Da questo punto di vista, la CC-Tower, data anche la sua altezza di 30 metri, si presta bene per l’analisi delle interazioni fra superficie e atmosfera, fondamentali nel mantenimento dell’equilibrio del sistema. L’importanza della Torre Amundsen-Nobile per la rilevazione predittiva delle variazioni dei ghiacci artici e per la loro possibile scomparsa deriva dalla necessità di abbinare alle reti di stazioni distribuite spazialmente siti dove concentrare molte misure.
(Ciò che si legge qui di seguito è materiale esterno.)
Issue #64, opened 2022-07-28
Setup a code linter


liamnichols:
@LePips raises a good point that we should probably simplify some things around code review by setting up some basic rules with a linting tool. 

I'm suggesting SwiftLint since I'm familiar with it, but open to other options too. 

We should be able to run it locally and also it should run as a check on Pull Requests.

LePips:
I guess to get started, what rules do we want? A first `autocorrect` run doesn't produce much, only `Array<...>` to `[...]` and some whitespace removed.

liamnichols:
That sounds like a good start. If we can start with the default rules that are enabled and correct everything then that is probably already good enough.

Maybe we can take some examples from other public style guides beyond that? Some that I know of:

- https://github.com/airbnb/swift/blob/master/Sources/AirbnbSwiftFormatTool/swiftlint.yml
- https://github.com/raywenderlich/swift-style-guide/blob/main/com.raywenderlich.swiftlint.yml

LePips:
I started with the raywenderlich config and just removed some options to get to this config: https://github.com/LePips/CreateAPI/blob/swiftlint/.swiftlint.yaml

You can see what changes it made with a first autocorrect: https://github.com/LePips/CreateAPI/commit/80551e91b57d8c2ac1dbe984827615ea38be236a

Overall, mainly fixes spacing and changes `Array<type>` declarations to `[type]`.

liamnichols:
Looks like a good start! 

We’ll want to ignore the redundant default value in ConfigOptions.swift because that is used to generate documentation, and we’ll also want to ignore the DecodableWithDefault extension since that’s generated code

LePips:
Disabled the redundant rule for ConfigOptions.swift and all rules for the generated files: https://github.com/CreateAPI/CreateAPI/commit/91af76e716342b5af746048029eac46a6f0bbf87

PR #79, opened 2022-08-02
Lint project using Swfitlint

LePips:
- https://github.com/CreateAPI/CreateAPI/issues/64

Initial `swiftlint autocorrect` but with no CI. Config rules are up for discussion.


LePips:
The last file change seems odd, unless the test needed to be updated elsewhere and wasn't caught then.

Sources/CreateAPI/Generator/Templates.swift
```diff
@@ -316,17 +317,17 @@ final class Templates {
...
         """
-        
+
         return """
         \(access)init(from decoder: Decoder) throws {
-            
+
             struct Discriminator: Decodable {
                 let \(discriminator.propertyName): String
             }
```
liamnichols, line 333: This is what caused the change to generated code @LePips. 

I don't think it's an issue since its just whitespace (better to strip it though) but its worth being mindful that the linter might mistakenly mess some other stuff up.

liamnichols (approved):
Looks good to me! Thanks for picking this up

liamnichols:
I'll merge this now since there are minimal actual changes, we can discuss adding/adjusting rules later on 👍

PR #83, opened 2022-08-03
[BREAKING] Require Get 1.0.0 or greater

### LINKED ISSUE #42: requestOperationIdExtension adds private extension making it inaccessible if in a separate file

### LINKED ISSUE #80: `--package` should use Get starting from version 1.0.0

liamnichols:
# Background 

- Closes #42 
- Closes #80

Get recently released a new major version 1.0.0 (and 1.0.1), meaning that current CreateAPI generated packages will not use anything beyond 0.8.0 as per the semantic versioning requirements defined in the generated **Package.swift** files. 

To coincide with CreateAPI's 0.1.0 release, there are also some semi-breaking enhancements in this area that we can make to help fix some other related issues and minimise the dependence on implementation details of Get. 

# Changes 

In this pull request, I not only bump the version defined in the generated **Package.swift** to 1.0.0, but I also update the Paths generator to stop using the telescoping methods in favour of using the `Request` initialiser directly. 

By doing this, it greatly simplifies the requirements of the `Request` type meaning that Get is free to change other aspects of its interface and CreateAPI is free to offer a simple `Request` type when the user does not want to depend on Get directly. 

This results in diffs to the generated code like the following:

```diff
 public func patch(_ body: edgecases_tabs.Client) -> Request<edgecases_tabs.Client> {
-    .patch(path, body: body)
+.   Request(method: "PATCH", url: path, body: body)
 }
```

I was also able to cleanup the (sometimes faulty) `requestOperationIdExtension` since the `id` parameter is available on the initialiser. 

# Implications

This change comes with two _potentially_ breaking implications to be aware of:

1. If you use Get, you'll need to migrate from 0.x.x to 1.x.x
2. If you didn't use Get and had been providing your own `Request` type, you might need to make sure that you expose the appropriate initialiser* 

As far as I am aware, there are no major breaking changes in Get. The release notes can be found here: https://github.com/kean/Get/releases/tag/1.0.0

### DIFF
--- a/Sources/CreateAPI/Generator/Generator+Package.swift
+++ b/Sources/CreateAPI/Generator/Generator+Package.swift
@@ -3,7 +3,7 @@ import Foundation
 extension Generator {
     func makePackageFile(name: String) -> String {
         let packages: String = [
-            #".package(url: "https://github.com/kean/Get", from: "0.3.1")"#,
+            #".package(url: "https://github.com/kean/Get", from: "1.0.2")"#,
             isHTTPHeadersDependencyNeeded ? #".package(url: "https://github.com/CreateAPI/HTTPHeaders", from: "0.1.0")"# : nil,
             isNaiveDateNeeded ? #".package(url: "https://github.com/CreateAPI/NaiveDate", from: "1.0.0")"# : nil,
             isQueryEncoderNeeded ? #".package(url: "https://github.com/CreateAPI/URLQueryEncoder", from: "0.2.0")"# : nil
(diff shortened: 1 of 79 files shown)


kean:
I'm working on addressing the design issues with the `Request` that I raised earlier. Here's a [draft MR](https://github.com/kean/Get/pull/51) that I would love to get your and @LePips feedback on.

I believe it won't affect the existing CreateAPI implementation too much.

```swift
// Before
Request(method: "PATCH", url: path, body: body)

// After
Request(method: .patch, path: path, body: body) 
```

Roberto Azzolini, coordinatore di Polarnet, spiega che il progetto CC-Tower, “si propone di realizzare un’attività di ricerca ad ampio spettro: dai profili verticali dei principali parametri meteorologici come pressione, temperatura e umidità, ai flussi di calore, fino al bilancio di energia alla superficie, passando per la misura della riflettività di neve, ghiaccio, roccia, vegetazione e per lo studio della copertura nuvolosa e delle caratteristiche di aerosol e gas superficiali”. Lo scopo di queste attività, coordinate dal CNR in collaborazione con varie Università italiane, è studiare il rapporto fra l’energia alla superficie e quella atmosferica per monitorarne l’equilibrio, prevenire il ‘riscaldamento globale’ e mitigarne gli effetti. “A causa dei cambiamenti climatici, dovuti alla combinazione di cause naturali e di attività dell’uomo, molte delle specie esistenti potrebbero estinguersi nell’arco dei prossimi 50 anni”, avverte Guido di Prisco dell’Istituto di Biochimica delle Proteine del CNR. “Questa allarmante conclusione richiama strategie urgenti tese da un lato a ridurre l’accelerazione del riscaldamento dovuta a fattori antropici, e dall’altro a studiare l’impatto che i cambiamenti stanno avendo sugli adattamenti degli organismi marini artici, anche in paragone con quelli antartici”.